**Requirement**. Reproduce every record exactly as given.

════

PR #194, opened 2021-09-03
Rename session_signing_key to session_secret

barrucadu:
It's not the key, it's the secret used to derive the key.

When the env var has been renamed in puppet, the old one can be
removed from config/secrets.yml.


richardTowers (approved):
Thanks for doing this! Code looks good to me. As far as I can tell this is a clean rename, so I haven't done any manual testing that the code still works. Happy to trust the tests if you are.

PR #201, opened 2021-09-15
Add a rake task to publish special routes

barrucadu:
Depends on https://github.com/alphagov/govuk-puppet/pull/11277

---

So far, these special routes have lived in special-route-publisher.
But we're going to publish the sorting hat page from account-api, as
it won't be a special route (it'll be a help page with some fancy
frontend).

════

**Answer to the exercise**.
PR #194, opened 2021-09-03
Rename session_signing_key to session_secret

barrucadu:
It's not the key, it's the secret used to derive the key.

When the env var has been renamed in puppet, the old one can be
removed from config/secrets.yml.


richardTowers (approved):
Thanks for doing this! Code looks good to me. As far as I can tell this is a clean rename, so I haven't done any manual testing that the code still works. Happy to trust the tests if you are.

PR #201, opened 2021-09-15
Add a rake task to publish special routes

barrucadu:
Depends on https://github.com/alphagov/govuk-puppet/pull/11277

---

So far, these special routes have lived in special-route-publisher.
But we're going to publish the sorting hat page from account-api, as
it won't be a special route (it'll be a help page with some fancy
frontend).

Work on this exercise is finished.